*Exercise prompt:* Figure out how many lines in the records below hold the string "bind". That number alone is the answer.

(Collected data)
####################
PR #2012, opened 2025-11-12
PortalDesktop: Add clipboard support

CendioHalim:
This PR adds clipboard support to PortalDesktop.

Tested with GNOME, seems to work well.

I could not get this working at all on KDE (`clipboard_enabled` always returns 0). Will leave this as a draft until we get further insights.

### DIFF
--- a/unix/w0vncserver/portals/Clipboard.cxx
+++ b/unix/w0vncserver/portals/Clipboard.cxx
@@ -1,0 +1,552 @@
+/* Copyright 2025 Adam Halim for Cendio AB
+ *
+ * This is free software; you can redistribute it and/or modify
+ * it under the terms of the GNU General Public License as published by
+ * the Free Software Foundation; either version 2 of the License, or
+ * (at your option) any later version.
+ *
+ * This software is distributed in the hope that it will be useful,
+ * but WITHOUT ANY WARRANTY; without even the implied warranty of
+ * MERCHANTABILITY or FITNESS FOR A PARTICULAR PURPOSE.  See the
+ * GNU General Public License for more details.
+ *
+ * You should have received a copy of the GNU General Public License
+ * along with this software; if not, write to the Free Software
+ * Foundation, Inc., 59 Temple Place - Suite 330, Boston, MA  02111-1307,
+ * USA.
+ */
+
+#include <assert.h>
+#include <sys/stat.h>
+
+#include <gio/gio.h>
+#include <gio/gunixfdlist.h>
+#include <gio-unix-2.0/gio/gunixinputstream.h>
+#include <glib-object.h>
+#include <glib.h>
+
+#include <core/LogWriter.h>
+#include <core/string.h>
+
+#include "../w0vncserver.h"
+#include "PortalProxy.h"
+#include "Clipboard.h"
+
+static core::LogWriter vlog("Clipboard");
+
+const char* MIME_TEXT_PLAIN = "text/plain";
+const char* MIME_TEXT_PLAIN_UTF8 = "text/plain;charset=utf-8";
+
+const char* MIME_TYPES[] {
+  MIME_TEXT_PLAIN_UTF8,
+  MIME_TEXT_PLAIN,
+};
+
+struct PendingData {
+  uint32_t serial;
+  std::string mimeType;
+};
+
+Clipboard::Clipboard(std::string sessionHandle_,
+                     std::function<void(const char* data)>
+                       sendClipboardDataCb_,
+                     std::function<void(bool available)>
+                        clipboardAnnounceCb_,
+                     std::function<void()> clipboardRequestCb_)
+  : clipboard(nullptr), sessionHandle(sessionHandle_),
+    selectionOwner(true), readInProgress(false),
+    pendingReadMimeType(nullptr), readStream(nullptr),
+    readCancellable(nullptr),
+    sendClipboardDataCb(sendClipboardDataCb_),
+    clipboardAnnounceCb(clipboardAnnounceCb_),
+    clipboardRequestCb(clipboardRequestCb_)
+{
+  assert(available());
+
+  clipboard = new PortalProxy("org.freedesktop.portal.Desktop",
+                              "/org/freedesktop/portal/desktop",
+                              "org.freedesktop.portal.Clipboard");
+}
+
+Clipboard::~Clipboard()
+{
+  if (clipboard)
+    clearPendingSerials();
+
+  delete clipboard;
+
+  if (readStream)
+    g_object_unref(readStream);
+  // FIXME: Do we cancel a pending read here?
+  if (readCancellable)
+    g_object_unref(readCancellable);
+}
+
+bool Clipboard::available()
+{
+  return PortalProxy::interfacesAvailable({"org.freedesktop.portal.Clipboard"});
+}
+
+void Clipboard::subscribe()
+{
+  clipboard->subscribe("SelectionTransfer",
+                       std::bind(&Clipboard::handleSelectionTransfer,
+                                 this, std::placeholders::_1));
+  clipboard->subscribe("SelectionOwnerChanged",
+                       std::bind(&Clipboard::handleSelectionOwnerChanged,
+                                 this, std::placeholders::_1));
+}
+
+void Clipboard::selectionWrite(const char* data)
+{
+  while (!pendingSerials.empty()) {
####################
*Answer for the task:* 2